3d Photography on your desk
An implementation of Jean-Yves Bouguet and Pietro Perona's paper for my 15-463 final project.
The idea of Bouguet and Perona's 3d photography on your desk is to scan 3d objects using a single camera and a calibrated light source.
The 3d position of the camera relative to the ground plane is captured using Jean-Yves matlab calibration toolbox. This is used to calculate the position of the light source from the shadow images by creating two rays in space to the light source.
Once the light source and camera have been calibrated, then the scanning is done by waving a straight cylindrical object in front of the light source to cast a shadow onto the object and ground plane. It is important that the shadow cast into a known area of ground plane to later reconstruct the shadow plane in the camera space.
The first step is preprocessing the images to determine what areas are recoverable by calculating where there is enough contrast in intensity. Then a threshold value is determined by finding the mean of the min and max values for that pixel. The binary mask of if a pixel is recoverable is multiplied by the perpixel threshold value to come up with an image that determines if an area is shadowed by when the source pixel is darker than the one in this image.
The next step is to loop over the images and determine when each pixel was first seen by the shadow (presumably at the edge). When the pixel is first shadowed the time to sub frame accuracy is recorded by linearly interpolating the intensities of the current frame and the last frame to determine when the shadow edge hit the pixel.
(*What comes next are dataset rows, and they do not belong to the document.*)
PR #13145, opened 2019-02-22
[wasm] Add browser test suite.

kjpou1:
- Runs a series of tests against the HttpClientHandler and blob.


kjpou1:
@monojenkins build failed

This makes the assumption that the velocity of the shadow in that local timeframe was constant and the shadow has a smooth interpolation across its boundary. In implementation it also implies that the object should be waved in a slow manner to have the shadow ramp up to the value across two frames.
After the sub frame accuracy image of when each pixel was first shadowed, the A and B points of the shadow on the ground plane are determined for that time by looking up where the shadow edge was at that particular time across a horizontal scan line on the top and bottom of the image that is always on the ground plane. Since the time value can be fractional, the frame before and after the subframe time are used to interpolate the A and B points.
With the A B and light source points and the knowledge that the object is a rod, we now know that the target pixel exists in the plane of A,B and the light source. The A and B points are determined in camera space by rotating and translating the ground plane into camera space and intersecting the ray through the image with the ground plane. With those two points and the Light source location a new plane can be formed, called the shadow plane. We then find the intersection of the ray through the image pixel with the shadow plane to get the 3d location of that pixel in camera space. At this point there is enough data to reconstruct the scene through the 3d points that are recovered from the image.
Camera calibration done with Camera Calibration toolbox for matlab. http://www.vision.caltech.edu/bouguetj/calib_doc/. Uses a variety of checkerboard poses to determine intrinsic and extrinsic parameters.
Light source calibration to triangulate the position of the light source in World space. Convert to camera space with Rc_1*pt1+Tc_1. Important points for the light calibration are that two points are known to be on the ground plane, the other is on a ray orthogonal to the ground plane, and starting at one of the known points.
Determine the contrast of a pixel. Keep Max and Min for each pixel over all images. For low contrast pixels, we can not determine when it is actually shadowed, so it should be ignored. For pixels with enough contrast, set the trigger for being shadowed as the mean of the min and max values of that pixel. This helps correct for the lack of a perfect point light source on different backgrounds.
Only the shadow edge is used determine points, but we can't put the shadow edge at every possible point we want to scan. The solution is to linearly interpolate the data.
What we want is to know for each pixel, where the shadow is on the image plane, where the light source is, and the ray from the camera, through the image. The 3d space plot of where the pixel is corresponds to the intersection of the ray through the image from the camera with the shadow plane for that specific point in time where the pixel is first shadowed. To do this we build an image of when each pixel is first shadowed. To find the exact time we do a linear approximation between the first frame when it is shadowed, and the the previous frame. We find out at what t the temporal brightness function (image-maskedmean) intersects the I=0 line (time-axis).Algorithm
For all images For all pixels if shadowed if firstshadow lineartimeapproximation
Once the timemap is made of when each pixel has first seen the shadow, we then look up where A and B linearly interpolate to at that frame. They will show where the shadow plane intersects with the ground plane (table).Algorithm
For all pixels t = pixeltime t0 = floor(t) t1 = ceil(t) A = LookupPt(HorizontalRef1,t0) A' = LookupPt(HorizontalRef1,t1) B = LookupPt(HorizontalRef2,t0) B' = LookupPt(HorizontalRef2,t1) alpha = mod(t,1) Amix = (1-alpha)*A' + alpha*A Bmix = (1-alpha)*B' + alpha*A plane = world2camera(Amix,Bmix,Ls) ray = normalize([x,y]',fc,cc,kc,alpha_c) % 3dpt in camera space. 3dpt = isect(ray,plane)
Output a depth image with the t's of the ray/plane intersections and display as a heightmap.